I have one lathe for larger items, mainly roughing. As far as sanding, I usually do not change speed often for sanding and it is easier to start and finish most projects on the same lathe.


----------



## Spinartist (Dec 18, 2016)

I have 6 lathes & almost always sand on the lathe I cut the piece on. However, if I'm doing multiple turnings I will sand or even rechuck & cut the bottom one of my other lathes. I do not have a dedicated lathe for just sanding. My backbencher's are for when I give a class or have buddies over.
Great question by the way!!


----------



## Lou Currier (Dec 18, 2016)

@Spinartist ...when am I coming over

Reactions: Agree 1


----------



## Spinartist (Dec 18, 2016)

One of our woodturning guild members had two.

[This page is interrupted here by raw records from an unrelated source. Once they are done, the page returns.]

PR #967, opened 2026-05-10
Cocoa Port: Input mapping improvements (toggle speed, toolbar speed display, status text)

SpyrosBou:
## Summary

Three focused improvements to the macOS Cocoa port's input/speed UX.

### 1. Add `Set Speed (Toggle)` input binding command
A toggle counterpart to the existing hold-style `Set Speed` command. Multiple bindings supported, each with its own scalar via the existing per-binding scalar slider sheet (no XIB changes).
- Pressing the same toggle binding again disengages and restores the previous speed.
- Pressing a *different* toggle binding while engaged switches scalar in one press (no intermediate restore).

### 2. Toolbar Speed item shows current speed; add 4x/6x/8x menu entries
- Toolbar `Speed` item now reflects the current execution speed (rounded to nearest int, clamped 1–8x) when the limiter is enabled. Clicking advances 1x → 2x → 4x → 6x → 8x → 1x.
- When the speed limiter is disabled, the toolbar item shows `Unlimited`.
- Adds 4x / 6x / 8x entries to `Emulation > Execution Speed` programmatically at startup. The `Custom` item state recognises the new tagged presets.

### 3. Show bound NDS button name in input status text
The bottom status bar now reads e.g. `Keyboard: 4 - B` with the bound command name (`B`) in **bold** when an input has a mapping, making it easier to see which console button or action a key is mapped to.

To support attributed strings while preserving all existing plain-string status messages, `statusText` was loosened from `NSString *` to `id`. The `value:` binding in `DisplayWindow.xib` continues to render both forms correctly.

## Test plan
- [x] Builds clean: `xcodebuild -scheme "DeSmuME (macOS App; AppleSilicon -- Latest Xcode)" -configuration Release` (Xcode 16, macOS 15 / Apple Silicon).
- [ ] Bind keys to `Set Speed (Toggle)` at multiple scalars (2x and 4x). Verify single-press transitions: 1x → 2x; 2x → 4x (one press); 4x → 1x (same-binding press disengages); 4x → 2x (different binding while engaged).
- [ ] Toolbar `Speed` item: cycle 1 → 2 → 4 → 6 → 8 → 1 by clicking. Verify correct integer label at each.
- [ ] `Emulation > Disable Speed Limit`: toolbar shows `Unlimited`.
- [ ] `Emulation > Execution Speed` submenu shows new 4x / 6x / 8x entries; checkmark follows the active preset.
- [ ] Press a key bound to a console button (e.g., `Z` → `B`): bottom status bar reads `Keyboard: Z - B` with `B` in bold.
- [ ] Press an unbound key: status reads `Keyboard: <key>` with no trailing tag.
- [ ] Touchscreen click in `Main`-only mode: `Mouse: Left - Touch`. In dual-display mode: `Mouse: Left X:.. Y:.. - Touch`.

🤖 Generated with [Claude Code](https://claude.com/claude-code)


rogerman:
@SpyrosBou, thanks for the PR! I tested your changes extensively, and have come to like the general direction in which you have tried to make improvements to DeSmuME. Unfortunately, I will have to reject this PR due to it bringing about certain inconsistencies to the user experience. However, I have reimplemented all of the features you have brought forth using a better code implementation as well as maintaining a consistent user experience, using this PR as inspiration. See commit a757047 for more details.

Below is the rationale I have used in the rejection of this PR.

`1. Add Set Speed (Toggle) input binding command`
`A toggle counterpart to the existing hold-style Set Speed command. Multiple bindings supported, each with its own scalar via the existing per-binding scalar slider sheet (no XIB changes).`
This is a nice feature to have, but the better implementation is not to have a completely separate, but similar, command to Set Speed, but instead to have the same Set Speed command be configurable for either 'hold-to-toggle' or 'toggle-and-latch' control. This is similar to how the various NDS controls (Up, Down, Left, Right, A, B, X, Y, etc.) are configurable for turbo, rather than having each NDS control have separate turbo and non-turbo commands.

`• Pressing the same toggle binding again disengages and restores the previous speed.`
That part about 'restores the previous speed' is a very important feature. The 'previous speed' is set in the Execution Control panel, when the user changes the slider (or clicks the Normal Speed button). All the speed toggling commands depend on this.

Speed toggling is considered to be a temporary change, never a permanent one. This idea applies to whether you 'hold-to-toggle' or 'toggle-and-latch'. For example, if I configure my gamepad to use two of its shoulder buttons for setting the speed to 1.0x and 2.0x, respectively, and then I manually set the speed in Execution Control to 0.5x, then I definitely want each shoulder button to restore my speed to 0.5x every time I toggle. I don't want to lose my previously set speed while I'm trying to do some careful in-game maneuvers with the other buttons -- I want my speed toggling to work with the previous speed that I set.

`Pressing a different toggle binding while engaged switches scalar in one press (no intermediate restore).`
A nice quality-of-life improvement. If previous versions of DeSmuME didn't already do this, then that would be considered a bug.

`2. Toolbar Speed item shows current speed; add 4x/6x/8x menu entries`
`• Toolbar Speed item now reflects the current execution speed (rounded to nearest int, clamped 1–8x) when the limiter is enabled. Clicking advances 1x → 2x → 4x → 6x → 8x → 1x.`
`• When the speed limiter is disabled, the toolbar item shows Unlimited.`
This behavior is inconsistent with how all the other toolbar buttons work, as well as being a basic UI error (and violating Apple's UI guidelines). Toolbar buttons should NEVER reflect the current state -- they should ALWAYS show the action that the user will take to change the state to. In other words, if a toolbar button says "Unlimited", then I as the user would expect to click it to disable the speed limiter. Your implementation doesn't do that, which is confusing. Even worse, clicking the button while the speed limiter is disabled won't show any user feedback in the toolbar, making the user think the button might be broken. This furthers the confusion.

It is possible for the user to present the toolbar with icons only. If the user selects this option, then there is no user feedback in the toolbar. New icons are needed here in order to show proper user feedback.

Furthermore, your implementation removes the current 2x → 1x toggle and replaces it with your 2x → 4x → 6x → 8x → 1x toggle. I'm sure many users would not appreciate this change. Instead, an additional toolbar item is needed so that both styles of speed toggles may be used.

`• Adds 4x / 6x / 8x entries to Emulation > Execution Speed programmatically at startup. The Custom item state recognises the new tagged presets.`
Hmmm... I don't see any Emulation > Execution Speed menu option. I made the test build directly from your fork, so I don't know...?

`3. Show bound NDS button name in input status text`
`The bottom status bar now reads e.g. Keyboard: 4 - B with the bound command name (B) in bold when an input has a mapping, making it easier to see which console button or action a key is mapped to.`
This is a great idea! But it shouldn't be limited to just keyboard presses and mouse clicks -- this feature should be universal for all inputs, including HID inputs.

`To support attributed strings while preserving all existing plain-string status messages, statusText was loosened from NSString * to id. The value: binding in DisplayWindow.xib continues to render both forms correctly.`
Don't like the unnecessary use of id, which is way too loosey-goosey a data type for my tastes. It's like using void* in C. If you want to use statusText as an NSAttributedString, then just change statusText to be an NSAttributedString. Doing this is fine, since I can already see some other use cases for statusText being an NSAttributedString beyond simply reporting some command mappings.

Commit a757047 should address all of these concerns. If commit a757047 doesn't provide all the features that this PR was asking for, then feel free to submit another issue (or better yet, another PR that describes what you're wanting), and I'll look into it.

SpyrosBou:
Thanks for the response, all notes very valid - This implementation was extremely rushed and not properly validated, I honestly just made the quick few edits for what functionality I wanted to see on the emulator myself - and opened the PR as a preview of potential ideas to curate before integrating (you ended up taking it that way so I'm glad you caught the intent) - On second thought, it should have been an issue/feature request and not a PR. 

I appreciate the detailed answer though, and was not expecting you would take the time to write all that down.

One fer turning & one with the Beale buffing system on it.

Reactions: Like 1


----------



## Schroedc (Dec 18, 2016)

I own multiple lathes, the Jet is used for smaller turning, the Oneway for big stuff. Both are VS lathes so I can dial back the speed for sanding on the fly. I have a Delta Midi that will eventually get set up for wet work on acrylics once I get the motor rebuilt so I can keep the water off the newer jet.

Reactions: Informative 1


----------



## Bigdrowdy1 (Dec 18, 2016)

Spinartist said:


> Great!!! I'll PM you my address!!!





Spinartist said:


> One of our woodturning guild members had two. One fer turning & one with the Beale buffing system on it.


----------



## FWBGBS (Dec 18, 2016)

Thanks for the sharing your experiences fellas.

My main concern is dust collection while sanding. Yes, I occasionally wet sand too.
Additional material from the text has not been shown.